» Work item:
Nothing but the lines from the start of the records through the line that contains "as a result." is to be copied, and each is to be copied exactly.
# # # # #
PR #9537, opened 2026-08-13
fix(models): count Anthropic cache tokens in input_tokens and total_tokens

### LINKED ISSUE #9538: Anthropic and Bedrock exclude the prompt cache from input_tokens and total_tokens
### Summary

`MessageMetrics.input_tokens` means two different things depending on the provider, and `total_tokens` excludes the prompt cache on Anthropic and AWS Bedrock as a result.

OpenAI reports `prompt_tokens` **inclusive** of cached tokens and exposes `cached_tokens` as a breakdown of it. Anthropic reports `input_tokens` **net** of the cache and bills `cache_read_input_tokens` and `cache_creation_input_tokens` separately on top. Agno stores both in the same field without reconciling them, then derives `total_tokens = input_tokens + output_tokens`.

### Why it matters

`BaseMetrics.accumulate` sums `total_tokens` across models, so a session that uses both providers adds two different definitions together. In an agent loop the system prompt and accumulated history are re-read from cache on every step, so within a few steps the cache read is most of the input.

### Reproduction

An Anthropic response with 10 uncached input tokens, a 1000-token cache read, a 200-token cache write and 5 output tokens is 1215 billed tokens.

```python
metrics = Claude(id="claude-sonnet-4-6")._get_metrics(usage)
metrics.input_tokens   # 10     -> should be 1210
metrics.total_tokens   # 15     -> should be 1215
```

15 reported against 1215 billed, about **1.2%**. The same defect is present in `AwsBedrock._get_metrics`, which passes Anthropic's accounting through.

### Expected

`input_tokens` gross so it matches the OpenAI parser's meaning, `cache_read_tokens` and `cache_write_tokens` remaining available as the breakdown, and `total_tokens == input_tokens + output_tokens` covering everything billed. Uncached calls unchanged.

### Affected

- `libs/agno/agno/models/anthropic/claude.py`
- `libs/agno/agno/models/aws/bedrock.py`

I have a fix with tests ready to open as a PR against this.

arthi-arumugam-git:
Fixes #9538

### The defect

`MessageMetrics.input_tokens` means two different things depending on which parser filled it.

**`models/openai/chat.py`**: `prompt_tokens` already includes the cached tokens, and `cache_read_tokens` is recorded as a breakdown of it:

```python
metrics.input_tokens = response_usage.prompt_tokens or 0
metrics.total_tokens = response_usage.total_tokens or 0
metrics.cache_read_tokens = prompt_token_details.cached_tokens or 0
```

**`models/anthropic/claude.py`**, Anthropic reports `input_tokens` NET of the cache and bills the two cache counters on top of it:

```python
metrics.input_tokens = response_usage.input_tokens or 0
metrics.output_tokens = response_usage.output_tokens or 0
metrics.cache_read_tokens = response_usage.cache_read_input_tokens or 0
metrics.cache_write_tokens = response_usage.cache_creation_input_tokens or 0
```

The counters are read two lines below the total, so the numbers are already there. Only the aggregate is wrong.

Against `main`, on a call with 10 uncached input, 1000 cache-read, 200 cache-write and 5 output tokens:

```
input=10 output=5 total=15
cache_read=1000 cache_write=200
billed tokens 1215, reported total 15 -> 1.2%
```

`models/aws/bedrock.py` passes Anthropic's accounting through and has the same shape.

### Why it spreads

`BaseMetrics.accumulate` sums `total_tokens` across models:

```python
self.total_tokens += other.total_tokens or 0
```

So a session that uses both OpenAI and Anthropic adds two different definitions of the same field together. In an agent loop the system prompt and accumulated history are re-read from cache on every step, so the cache read quickly becomes most of the input and the Anthropic share of that sum drifts further from the truth the longer the run goes.

### The change

Add the cache read and cache write back into `input_tokens` in both parsers. That makes it gross, matching OpenAI, and leaves `cache_read_tokens` and `cache_write_tokens` as the breakdown rather than an addition. `total_tokens = input + output` is then correct without changing the formula the other parsers use.

**Calls with no cache are unchanged**, so this only moves numbers that were already wrong.

### Tests

`libs/agno/tests/unit/models/anthropic/test_cache_token_metrics.py`:

- the cached call on Claude, asserting gross `input_tokens` of 1210 and `total_tokens` of 1215
- the same on Bedrock, skipped when boto3 is absent
- an uncached call pinned at 10 and 15, so the no-cache path is demonstrably untouched

The first two fail on `main`; the uncached one passes on both.

### Note

I have deliberately not touched `models/google/gemini.py`, which uses the same `input + output` formula. Google reports `prompt_token_count` inclusive of cached content, so that file is already correct and adding the cache there would double count.

### DIFF
--- a/libs/agno/agno/models/anthropic/claude.py
+++ b/libs/agno/agno/models/anthropic/claude.py
@@ -1290,11 +1290,18 @@ class Claude(Model):
         """
         metrics = MessageMetrics()
 
-        metrics.input_tokens = response_usage.input_tokens or 0
-        metrics.output_tokens = response_usage.output_tokens or 0
-        metrics.total_tokens = metrics.input_tokens + metrics.output_tokens
         metrics.cache_read_tokens = response_usage.cache_read_input_tokens or 0
         metrics.cache_write_tokens = response_usage.cache_creation_input_tokens or 0
+        # Anthropic reports input_tokens NET of the cache and bills the two cache counters
+        # separately on top, so the cache has to be added back for input_tokens to mean what
+        # it means everywhere else here. The OpenAI parser sets input_tokens from
+        # prompt_tokens, which already includes the cached tokens, and records
+        # cache_read_tokens as a breakdown of it rather than an addition to it.
+        metrics.input_tokens = (
+            (response_usage.input_tokens or 0) + metrics.cache_read_tokens + metrics.cache_write_tokens
+        )
+        metrics.output_tokens = response_usage.output_tokens or 0
+        metrics.total_tokens = metrics.input_tokens + metrics.output_tokens
 
         # Anthropic-specific additional fields
         if response_usage.server_tool_use:
--- a/libs/agno/agno/models/aws/bedrock.py
+++ b/libs/agno/agno/models/aws/bedrock.py
@@ -840,11 +840,16 @@ class AwsBedrock(Model):
         """
         metrics = MessageMetrics()
 
-        metrics.input_tokens = response_usage.get("inputTokens", 0) or 0
-        metrics.output_tokens = response_usage.get("outputTokens", 0) or 0
-        metrics.total_tokens = metrics.input_tokens + metrics.output_tokens
-
         metrics.cache_read_tokens = response_usage.get("cacheReadInputTokens", 0) or 0
         metrics.cache_write_tokens = response_usage.get("cacheWriteInputTokens", 0) or 0
+
+        # Bedrock passes Anthropic's accounting through: inputTokens is net of the cache and
+        # the two cache counters are billed on top, so they are added back here to match the
+        # gross input_tokens the OpenAI parser produces.
+        metrics.input_tokens = (
+            (response_usage.get("inputTokens", 0) or 0) + metrics.cache_read_tokens + metrics.cache_write_tokens
+        )
+        metrics.output_tokens = response_usage.get("outputTokens", 0) or 0
+        metrics.total_tokens = metrics.input_tokens + metrics.output_tokens
 
         return metrics
--- a/libs/agno/tests/unit/models/anthropic/test_cache_token_metrics.py
+++ b/libs/agno/tests/unit/models/anthropic/test_cache_token_metrics.py
@@ -1,0 +1,85 @@
+"""
+Tests that Anthropic and Bedrock report the same gross input_tokens as every other provider.
+
+Anthropic reports `input_tokens` NET of the prompt cache and bills
+`cache_read_input_tokens` and `cache_creation_input_tokens` separately on top of it.
+OpenAI reports `prompt_tokens` INCLUSIVE of the cache and exposes `cached_tokens` as a
+breakdown of it.
+
+So the same MessageMetrics field carried two different meanings depending on the provider,
+and `total_tokens`, which every parser except OpenAI's derives as input + output, silently
+excluded the cache on Anthropic and Bedrock. BaseMetrics.accumulate sums total_tokens across
+models, so a session using both providers added two different definitions together.
+
+Verifies that:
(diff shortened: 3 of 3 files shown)


arthi-arumugam-git:
Thanks for the reviews. Opening #9538 with the reproduction and linking it from the description above, so the triage check should be satisfied now. The label was applied before the edit landed.

Summary of the defect for anyone reading the issue first: an Anthropic call with 10 uncached input tokens, a 1000-token cache read, a 200-token cache write and 5 output tokens is 1215 billed tokens, and `total_tokens` currently reports 15. Bedrock passes the same accounting through and carries the same defect. Uncached calls are unchanged, which the tests cover.

HardMax71:
Ran into the same thing and wrote a script to reproduce it without an API key: https://gist.github.com/HardMax71/c9fb86b3724a0a26b071dad2e26138b5. Same on 3.0.5 and 2.8.5.

One warm turn of a tool-using agent, 12k cached (system prompt + tool schemas), 6k uncached (history + tool results), 300 out:

```
parser       input_tokens  cache_read total_tokens   billed prompt tokens
Claude              6,000      12,000        6,300   18,000
OpenAIChat         18,000      12,000       18,300   18,000

Claude + OpenAIChat accumulated: input_tokens 24,000 for 36,000 billed
```

It gets worse downstream. The OpenInference agno instrumentor puts `MessageMetrics.input_tokens` on the span as `llm.token_count.prompt`, and the spec says `prompt_details.cache_read` / `cache_write` are sub-counts of that. Langfuse and Phoenix both do `max(prompt - cache_read - cache_write, 0)` to get the uncached input, which is 0 on every warm turn:

```
OpenInference LLM span: {'llm.token_count.prompt': 6000, 'llm.token_count.completion': 300, 'llm.token_count.prompt_details.cache_read': 12000}
consumer's uncached input: max(6,000 - 12,000, 0) = 0   (actual 6,000)
priced at list: $0.0081 of $0.0261 billed = 31%
```

So the only full-price bucket disappears from the cost. This PR fixes both tables, thanks for picking it up. One thought on where the fold should live: I'd keep it here in the parsers rather than in the instrumentor, since doing it in both places would double count. 

Bedrock probably wants the same treatment, it passes Anthropic's numbers through as-is.

arthi-arumugam-git:
Thank you, and the no-API-key repro is the useful part. Anyone can check this in about thirty seconds without credentials now, which is a much smaller ask of a reviewer than trusting someone else's arithmetic.

Agreed on where the fold belongs, and that is what this PR does. It sits in the parsers, `claude.py` and `bedrock.py`, not the instrumentor, for exactly the double counting reason you give. Bedrock is already in here too, on your reasoning: it passes Anthropic's numbers through as-is, so it carries the same defect and gets the same treatment, with tests covering both.

The downstream trace is the part I had not worked through, and it is worse than what I opened this for. Reporting `input_tokens` net of the cache is a wrong number inside agno. But once it reaches an OpenInference span as `llm.token_count.prompt`, the consumer's `max(prompt - cache_read - cache_write, 0)` does not merely under-report the uncached input, it deletes the only bucket charged at full price. Your 31% is a better argument for this change than anything in my description.

Worth adding that the consumer side has its own version of this, so fixing the producer is necessary but not sufficient. On Langfuse, OpenAI cache writes arrive as `cache_write_tokens` and get flattened to `input_cache_write_tokens`, which matches no price key, so they are counted correctly and then priced at zero (langfuse/langfuse#16959). Same family: the token is recorded, then falls out of the money on the way to the invoice.

@kausmeows you were last in `claude.py`, so flagging it your way. This is green and mergeable, two of us now reproduce it independently on 3.0.5 and 2.8.5, and the change is a few lines in each parser with unit tests that fail on main. Would you be able to take a look?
# # # # #
» Exercise response:
PR #9537, opened 2026-08-13
fix(models): count Anthropic cache tokens in input_tokens and total_tokens

### LINKED ISSUE #9538: Anthropic and Bedrock exclude the prompt cache from input_tokens and total_tokens
### Summary

`MessageMetrics.input_tokens` means two different things depending on the provider, and `total_tokens` excludes the prompt cache on Anthropic and AWS Bedrock as a result.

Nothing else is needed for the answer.